Items from a data source
PR #1738, opened 2026-06-15
feat(#638): OpenAPI spec + Swagger UI at /api/docs

### LINKED ISSUE #638: api: publish OpenAPI spec and serve Swagger UI
## Problem

The API has no machine-readable contract. Consumers (the OpenWRT agent, the web app, future integrations) discover endpoints by reading scala source, and there's no rendered docs surface for humans either. PR #635 added golden-JSON contract tests for a handful of surfaces, but those only cover payload shape on the wires we already knew about — they don't enumerate the API.

## Ask

1. Generate an OpenAPI 3 spec from the existing API routes/codecs (tapir or zio-http's built-in derivation, whichever fits the current stack — grep the api/ module for the http framework in use).
2. Serve it at a stable path: `/openapi.json` (or `.yaml`).
3. Serve Swagger UI (or Redoc) at `/docs` (or `/swagger`) backed by that spec.
4. Wire into the existing API server boot so it's on by default in all envs. No auth on the docs endpoint itself; if any endpoint requires auth, reflect that in the spec's security schemes.

## Nice-to-have

- CI check that the committed `openapi.json` matches what the server emits (similar pattern to the contract-tests fixture-diff guard from #634/#635), so spec drift shows up in PR review.
- Link the rendered docs from the project README.

sameerparekh:
## Summary

Auto-generate an OpenAPI 3.0.3 spec by walking the live zio-http `Routes`
tree at boot, serve it at `/api/openapi.json`, and serve Swagger UI at
`/api/docs`.

Closes #638.

## Schema-extraction approach

The codebase has **96 hand-rolled `Routes(...)`** handlers across ~25
route files using `body.fromJson[T]` + `Response.json` inline — no tapir,
no `Endpoint`, no schema-bearing wrapper. Three options considered:

| Approach | Outcome |
|---|---|
| Refactor all 96 routes to `zio.http.endpoint.Endpoint` / tapir | Out of scope (multi-week refactor of every handler) |
| Hand-author a checked-in `openapi.yaml` | Drifts the moment a Scala case class moves; violates AGENTS.md §single-source-of-truth |
| **Walk the live `Routes` tree → emit paths/methods/auth-partition** (chosen) | Single source of truth = the route table itself; zero drift on paths/methods; schemas filled in incrementally per-route |

The generator extracts `(method, path)` from each `Route.routePattern`
via `pathCodec.render` (already produces OpenAPI `{name}` placeholders),
sorts by path, and emits one operation per (path, method). The
`bearerAuth` partition is declared in a small `publicPathPrefixes` list
that mirrors the per-handler `requireAuth` convention.

## What's covered now

- Every mounted route appears in the spec automatically — system, stats,
  router, admin, health.
- Path parameters render as `{name}` (e.g. `/api/profiles/{id}`).
- Multiple methods on the same path group under one paths entry.
- Bearer-JWT `securitySchemes` declared; authenticated routes carry a
  `security: [{bearerAuth: []}]` requirement, public probes do not.
- Swagger UI at `/api/docs` loads the spec via jsdelivr-CDN assets pinned
  to swagger-ui-dist@5.17.14.

## What's NOT covered (deliberate)

- Request/response body schemas
- Per-route summaries/descriptions
- Per-operation tagging

Filling those in is incremental follow-up — a small per-route
`OperationMeta` registry keyed by `(method, path)` is the natural next
step and can be wired in without touching this PR's generator.

## Test plan

- [x] `OpenApiSpecSpec` — 8 generator tests (envelope shape, version,
      well-known routes, `{param}` rendering, method grouping, security
      scheme, public/auth partition)
- [x] `OpenApiRoutesSpec` — served endpoint tests (`/api/openapi.json`
      returns 3.x JSON, `/api/docs` returns HTML pointing at the spec)
- [x] `mill api.compile` ✅
- [x] `mill mill.scalalib.scalafmt.ScalafmtModule/checkFormatAll` ✅


sameerparekh:

Scope: `git diff origin/main...HEAD` (3 files added, Main.scala wired).

### BLOCKERS

(none)

### SHOULD-FIX

1. `api/src/openapi/OpenApiSpec.scala:44-59` — `publicPathPrefixes` advertises `/api/router/policy`, `/api/router/events`, `/api/router/usage`, `/api/router/metrics`, `/api/router/register`, `/api/blocklists` as unauthenticated. They are **not**: the router bearer (`routerAuth`) gates every one of them — see `RouterRoutes.scala` / `RouterIngestRoutes.scala` / `RouterMetricsRoutes.scala`. The served spec will mislead an operator (or an auditor reading Swagger UI) into believing these routes are wide open. Either (a) declare a second security scheme `routerBearer` and partition by which auth applies, or (b) drop these from the "public" list so they at least carry the generic `bearerAuth` requirement (over-restrictive but not misleading). Today's "no security at all" is the misleading case the AGENTS.md "display vs enforcement source mismatch" rule warns about.

2. `api/src/openapi/OpenApiSpec.scala:44` — `publicPathPrefixes` is a hand-maintained mirror of each handler's `requireAuth` / `requireAdmin` / `routerAuth` convention. There is **no** test pinning the two together, so a new public/private flip in a handler will silently desync from the spec — the §single-source-of-truth "display vs. enforcement drift" trap (#1539-class). Either:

→ Description of the task: Look above for the line holding "added, Main.scala wired)." and the line holding "### SHOULD-FIX". Retype both, and every line between them, word for word and nothing else.

→ Expected answer:
Scope: `git diff origin/main...HEAD` (3 files added, Main.scala wired).

### BLOCKERS

(none)

### SHOULD-FIX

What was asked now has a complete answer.